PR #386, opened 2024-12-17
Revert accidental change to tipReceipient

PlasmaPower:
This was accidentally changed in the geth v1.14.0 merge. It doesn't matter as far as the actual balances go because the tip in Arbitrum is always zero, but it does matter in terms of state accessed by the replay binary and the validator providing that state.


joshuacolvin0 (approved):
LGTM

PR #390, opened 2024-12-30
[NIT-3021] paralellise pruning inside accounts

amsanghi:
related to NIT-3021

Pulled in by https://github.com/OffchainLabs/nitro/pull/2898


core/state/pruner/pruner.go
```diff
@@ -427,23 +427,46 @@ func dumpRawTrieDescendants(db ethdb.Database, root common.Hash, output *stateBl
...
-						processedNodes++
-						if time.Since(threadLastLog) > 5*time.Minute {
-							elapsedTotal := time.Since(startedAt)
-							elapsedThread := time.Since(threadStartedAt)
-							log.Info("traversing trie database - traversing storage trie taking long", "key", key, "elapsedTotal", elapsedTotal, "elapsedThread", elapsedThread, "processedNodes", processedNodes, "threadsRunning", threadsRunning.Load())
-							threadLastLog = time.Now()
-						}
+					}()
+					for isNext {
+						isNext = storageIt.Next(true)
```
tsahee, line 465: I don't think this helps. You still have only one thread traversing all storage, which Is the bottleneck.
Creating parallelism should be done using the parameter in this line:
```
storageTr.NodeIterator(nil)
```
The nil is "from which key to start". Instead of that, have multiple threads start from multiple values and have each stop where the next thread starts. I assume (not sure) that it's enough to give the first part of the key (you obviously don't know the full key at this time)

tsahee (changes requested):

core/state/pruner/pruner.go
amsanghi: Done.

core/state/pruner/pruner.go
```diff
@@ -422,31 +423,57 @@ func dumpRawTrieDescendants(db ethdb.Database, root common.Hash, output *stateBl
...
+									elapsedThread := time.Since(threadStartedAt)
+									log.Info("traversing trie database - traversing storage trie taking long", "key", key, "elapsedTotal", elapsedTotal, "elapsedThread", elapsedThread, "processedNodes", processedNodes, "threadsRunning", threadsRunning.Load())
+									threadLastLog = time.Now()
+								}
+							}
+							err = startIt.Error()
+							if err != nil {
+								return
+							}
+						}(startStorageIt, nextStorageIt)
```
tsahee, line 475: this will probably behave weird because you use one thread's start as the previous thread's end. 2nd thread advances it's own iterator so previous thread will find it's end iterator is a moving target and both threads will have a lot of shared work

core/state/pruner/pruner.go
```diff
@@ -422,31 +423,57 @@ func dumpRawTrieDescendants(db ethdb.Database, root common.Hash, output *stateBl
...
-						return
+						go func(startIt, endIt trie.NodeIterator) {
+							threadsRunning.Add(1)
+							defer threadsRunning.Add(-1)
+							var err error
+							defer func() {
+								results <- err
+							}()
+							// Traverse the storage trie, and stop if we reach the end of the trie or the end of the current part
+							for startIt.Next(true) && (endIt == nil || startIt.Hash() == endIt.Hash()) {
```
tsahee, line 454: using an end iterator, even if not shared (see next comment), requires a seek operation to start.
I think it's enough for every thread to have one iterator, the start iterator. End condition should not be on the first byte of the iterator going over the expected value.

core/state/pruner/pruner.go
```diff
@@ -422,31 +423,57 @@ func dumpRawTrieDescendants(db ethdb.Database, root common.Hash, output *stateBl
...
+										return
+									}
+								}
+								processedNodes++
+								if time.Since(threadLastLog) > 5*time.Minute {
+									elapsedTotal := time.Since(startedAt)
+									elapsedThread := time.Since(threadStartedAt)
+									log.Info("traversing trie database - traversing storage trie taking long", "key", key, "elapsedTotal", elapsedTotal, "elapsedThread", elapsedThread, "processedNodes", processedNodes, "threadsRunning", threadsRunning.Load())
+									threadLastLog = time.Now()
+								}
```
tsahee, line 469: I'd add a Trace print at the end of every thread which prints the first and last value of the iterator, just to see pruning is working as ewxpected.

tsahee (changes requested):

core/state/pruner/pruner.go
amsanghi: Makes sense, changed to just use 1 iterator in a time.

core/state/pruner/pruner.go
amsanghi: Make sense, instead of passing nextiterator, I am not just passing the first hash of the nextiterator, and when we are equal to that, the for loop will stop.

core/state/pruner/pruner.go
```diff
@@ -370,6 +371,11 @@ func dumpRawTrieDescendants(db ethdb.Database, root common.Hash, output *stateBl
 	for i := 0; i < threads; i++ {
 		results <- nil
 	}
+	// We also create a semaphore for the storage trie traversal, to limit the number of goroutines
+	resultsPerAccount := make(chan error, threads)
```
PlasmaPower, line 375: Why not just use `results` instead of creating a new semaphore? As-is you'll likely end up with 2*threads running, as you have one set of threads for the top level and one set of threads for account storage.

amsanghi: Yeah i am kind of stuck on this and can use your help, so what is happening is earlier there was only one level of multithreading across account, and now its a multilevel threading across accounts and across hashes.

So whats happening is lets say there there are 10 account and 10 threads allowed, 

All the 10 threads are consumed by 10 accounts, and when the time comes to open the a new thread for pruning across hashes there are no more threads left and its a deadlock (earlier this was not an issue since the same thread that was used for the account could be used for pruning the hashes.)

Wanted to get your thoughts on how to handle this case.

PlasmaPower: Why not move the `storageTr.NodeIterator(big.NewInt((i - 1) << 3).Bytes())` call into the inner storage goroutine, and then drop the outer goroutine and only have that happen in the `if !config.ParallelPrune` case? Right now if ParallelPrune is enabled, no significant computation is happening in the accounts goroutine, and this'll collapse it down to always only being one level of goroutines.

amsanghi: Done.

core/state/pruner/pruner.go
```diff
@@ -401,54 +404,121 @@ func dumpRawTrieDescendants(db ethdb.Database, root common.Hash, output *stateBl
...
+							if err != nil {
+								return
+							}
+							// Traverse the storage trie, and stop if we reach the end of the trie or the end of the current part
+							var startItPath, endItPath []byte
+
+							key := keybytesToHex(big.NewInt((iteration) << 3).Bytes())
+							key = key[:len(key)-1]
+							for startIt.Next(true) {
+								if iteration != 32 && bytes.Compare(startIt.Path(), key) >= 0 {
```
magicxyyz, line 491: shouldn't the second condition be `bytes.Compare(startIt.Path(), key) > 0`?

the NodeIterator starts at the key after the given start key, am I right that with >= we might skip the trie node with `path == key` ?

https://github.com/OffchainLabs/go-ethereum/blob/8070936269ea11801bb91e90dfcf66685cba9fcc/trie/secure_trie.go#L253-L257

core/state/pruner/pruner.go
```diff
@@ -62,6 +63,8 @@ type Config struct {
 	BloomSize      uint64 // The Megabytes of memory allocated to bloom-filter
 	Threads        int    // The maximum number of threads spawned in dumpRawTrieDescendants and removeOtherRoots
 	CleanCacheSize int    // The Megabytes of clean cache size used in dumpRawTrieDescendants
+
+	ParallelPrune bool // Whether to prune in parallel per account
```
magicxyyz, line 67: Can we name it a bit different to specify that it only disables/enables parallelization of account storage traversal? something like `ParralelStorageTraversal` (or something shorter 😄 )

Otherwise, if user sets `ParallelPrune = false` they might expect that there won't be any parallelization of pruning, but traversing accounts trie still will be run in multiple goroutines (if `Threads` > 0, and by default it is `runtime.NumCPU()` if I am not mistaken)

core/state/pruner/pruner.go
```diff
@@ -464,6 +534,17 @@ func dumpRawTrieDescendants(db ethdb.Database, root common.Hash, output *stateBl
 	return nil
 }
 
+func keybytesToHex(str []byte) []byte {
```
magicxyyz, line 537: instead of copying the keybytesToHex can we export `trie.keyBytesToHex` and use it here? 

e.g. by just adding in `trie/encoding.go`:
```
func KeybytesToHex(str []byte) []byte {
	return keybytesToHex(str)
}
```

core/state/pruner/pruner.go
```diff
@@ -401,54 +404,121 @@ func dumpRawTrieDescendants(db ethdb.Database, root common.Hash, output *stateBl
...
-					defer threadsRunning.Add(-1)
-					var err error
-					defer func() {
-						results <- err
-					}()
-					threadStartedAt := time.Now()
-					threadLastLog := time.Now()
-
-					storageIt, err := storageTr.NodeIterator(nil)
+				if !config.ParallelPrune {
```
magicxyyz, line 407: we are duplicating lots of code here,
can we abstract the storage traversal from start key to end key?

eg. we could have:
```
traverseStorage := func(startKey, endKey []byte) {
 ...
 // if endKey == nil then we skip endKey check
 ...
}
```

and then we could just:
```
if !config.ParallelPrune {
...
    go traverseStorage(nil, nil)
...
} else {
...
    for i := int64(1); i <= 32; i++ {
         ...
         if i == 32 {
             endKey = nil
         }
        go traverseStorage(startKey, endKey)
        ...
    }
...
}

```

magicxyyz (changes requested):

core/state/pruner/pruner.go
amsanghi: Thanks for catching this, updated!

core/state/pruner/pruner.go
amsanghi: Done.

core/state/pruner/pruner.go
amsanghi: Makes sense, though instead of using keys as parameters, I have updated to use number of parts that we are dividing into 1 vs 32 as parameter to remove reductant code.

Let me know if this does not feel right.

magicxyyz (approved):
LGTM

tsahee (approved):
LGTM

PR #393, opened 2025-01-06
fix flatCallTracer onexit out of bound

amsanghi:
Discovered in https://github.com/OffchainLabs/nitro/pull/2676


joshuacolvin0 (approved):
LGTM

Problem: Write out exactly the lines from the start of the material through the line with "Pulled in by". No other output is expected.

Output of the exercise:
PR #386, opened 2024-12-17
Revert accidental change to tipReceipient

PlasmaPower:
This was accidentally changed in the geth v1.14.0 merge. It doesn't matter as far as the actual balances go because the tip in Arbitrum is always zero, but it does matter in terms of state accessed by the replay binary and the validator providing that state.


joshuacolvin0 (approved):
LGTM

PR #390, opened 2024-12-30
[NIT-3021] paralellise pruning inside accounts

amsanghi:
related to NIT-3021

Pulled in by https://github.com/OffchainLabs/nitro/pull/2898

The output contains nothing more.